-- Input --
PR #183, opened 2023-10-30
tcp_helper_resource: configurable XDP headroom via module param

zhuyifei1999:
At Google we have a driver where it expects the posted buffers to be 128-byte aligned. However EF_VI_DMA_ALIGN only enforces 64-byte alignment and in testing we found that `offsetof(ci_ip_pkt_fmt, dma_start) == 192`.

This adds a module param such that the headroom is configurable. The minimum remains `offsetof(ci_ip_pkt_fmt, dma_start)`, and the maximum is having bytes remaining after subtracting the configured headroom plus XDP_PACKET_HEADROOM from CI_CFG_PKT_BUF_SIZE, and the configured headroom remain aligned by EF_VI_DMA_ALIGN to preserve any assumptions onload makes.

This way, we can perform a:
```
$ echo 256 > /sys/module/onload/parameters/xdp_headroom
```
in order to get an 128-byte alignment that our driver expects. Existing users of onload are not impacted because the default is the same as the original value before this change.

### DIFF
--- a/src/lib/efthrm/tcp_helper_resource.c
+++ b/src/lib/efthrm/tcp_helper_resource.c
@@ -129,6 +129,15 @@ MODULE_PARM_DESC(periodic_poll_skew,
                  "Allowed time skew for periodic polls.  "
                  "Defaults to 10ms.");
 
+unsigned int xdp_headroom = offsetof(ci_ip_pkt_fmt, dma_start);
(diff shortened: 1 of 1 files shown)


ivatet-amd (approved):
Sorry for the delay in the review!

PR #445, opened 2025-10-17
Fix potential inifinite loop in `add_children!()`

### LINKED ISSUE #444: Inifinite loop in add_children!()
I have a case where I get stuck in an infinite loop here
https://github.com/JuliaDebug/SnoopCompile.jl/blob/a0a03f3b2943a6275cd58aa3dec64d172bda264e/SnoopCompileCore/src/snoop_inference.jl#L127-L155

I think what's happening is that `be ∉ handled` is true the first time it is tested, for `k == j`. That means that `j` never increments, and the loop never ends. I don't understand what's being done here, but if I change line 137 to
```julia
k ≤ j && continue   # don't get caught in cycles
```
instead of `k < j`, then there's no infinite loop, and the output looks reasonable. Is this a correct fix?

johnomotani:
A method can call itself, so need to skip `k == j` as well as `k < j`.

Fixes #444.

### DIFF
--- a/SnoopCompileCore/src/snoop_inference.jl
+++ b/SnoopCompileCore/src/snoop_inference.jl
@@ -134,7 +134,7 @@ function addchildren!(parent::InferenceTimingNode, cis, backedges, miidx, backtr
         while true
             found = false
             for k in backedges[j]
-                k < j && continue   # don't get caught in cycles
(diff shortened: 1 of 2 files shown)


timholy:
Thanks for your contribution!

timholy:
https://github.com/JuliaRegistries/General/pull/142159

PR #460, opened 2026-02-20
Handle `nothing` methods in SCPrettyTablesExt

### LINKED ISSUE #449: `nothing` in `report_invalidations`
The [julia-invalidations](https://github.com/julia-actions/julia-invalidations) script currently crashes.

```julia
ERROR: LoadError: FieldError: type Nothing has no field `name`; Nothing has no fields at all.
Stacktrace:
  [1] getproperty
    @ ./Base_compiler.jl:54 [inlined]
  [2] #12
    @ ~/.julia/packages/SnoopCompile/sSjKE/ext/SCPrettyTablesExt.jl:35 [inlined]
```

I think the problem is the same as in #447: `inv.method` below can be `nothing`.

https://github.com/JuliaDebug/SnoopCompile.jl/blob/6cf031f62ba8b89968adbf39650c2ba395ddb085/ext/SCPrettyTablesExt.jl#L34-L39

lgoettgens:
This resolves https://github.com/JuliaDebug/SnoopCompile.jl/issues/449 by not trying to access fields of `nothing`, instead showing a fixed string.

Of course, it would be even better to understand where these `nothing` entries come from, but I think doing this obvious fix already helps quite a lot of people.

### DIFF
--- a/ext/SCPrettyTablesExt.jl
+++ b/ext/SCPrettyTablesExt.jl
@@ -32,10 +32,10 @@ function SnoopCompile.report_invalidations(io::IO = stdout;
         Float16(100 * inv / sum_invs)
     end
     meth_name = map(trees) do inv
-        "$(inv.method.name)"
+        isnothing(inv.method) ? "unknown" : "$(inv.method.name)"
     end
     fileinfo = map(trees) do inv
-        "$(process_filename(string(inv.method.file))):$(inv.method.line)"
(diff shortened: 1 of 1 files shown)


lgoettgens:
Bump @aviatesk @timholy

lgoettgens:
> Bump @aviatesk @timholy

Gentle bump

aviatesk (approved):

schillic:
@aviatesk: Thanks for merging. Could you please also make a new release so this fix gets published?

aviatesk:
v3.2.6 is on the way.

PR #1586, opened 2022-01-05
bugfix/AP-5203 Update APIs to allow for custom column name mapping

Janite:
This PR must be merged alongside its counterpart in EE: https://github.com/apromore/ApromoreEE/pull/954

This PR adds a customHeaderMap paramater to the extractMetaData method which is used to update existing column names with names in the map. It is currently only used when importing parquet files via ETL.


mayankgituni (approved):
Looks good to me!

PR #1600, opened 2022-01-12
Adding default timetable info when exporting bpmn model with simulaton parameters

lahiru-maha:


Apromore-Custom-Plugins/Process-Simulation-Info-Logic/src/main/java/org/apromore/processsimulation/service/SimulationInfoService.java
```diff
@@ -59,23 +72,15 @@
     private static final String XML_START_DEFINITIONS_TAG = "<definitions";
     private static final String XML_START_BPMN_DEFINITIONS_TAG = "<bpmn:definitions";
     private static final String XML_QBP_NAMESPACE = "\n xmlns:qbp=\"http://www.qbp-simulator.com/Schema201212\"\n";
-    private static final String NAN = "NaN";
+    private static final Locale ENGLISH_LOCALE = Locale.ENGLISH;
```
raboczi: This isn't well-named.  It should be something like `DOCUMENT_LOCALE`.

raboczi (approved):
This is good enough to merge, but I had one super-nitpicky comment about a constant name.

PR #1601, opened 2022-01-13
Swapped out the deprecated jcenter repository for Maven Central.

raboczi:
This PR removes the use of JFrog's jcenter artifact repository from the Gradle build process.  See https://blog.gradle.org/jcenter-shutdown for the original notification that jcenter was at risk.  Jcenter failed to be accessible on January 12 2022: https://status.gradle.com/incidents/nv93msj8q658.

### DIFF
--- a/build.gradle
+++ b/build.gradle
@@ -3,7 +3,7 @@ buildscript {
     maven {
       url "https://plugins.gradle.org/m2/"
     }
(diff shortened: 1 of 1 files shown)


lahiru-maha (approved):
Thanks for this!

-- Prompt --
Scan the records above for the word "have". Show each line in which it appears.

-- Solved problem --
At Google we have a driver where it expects the posted buffers to be 128-byte aligned. However EF_VI_DMA_ALIGN only enforces 64-byte alignment and in testing we found that `offsetof(ci_ip_pkt_fmt, dma_start) == 192`.
I have a case where I get stuck in an infinite loop here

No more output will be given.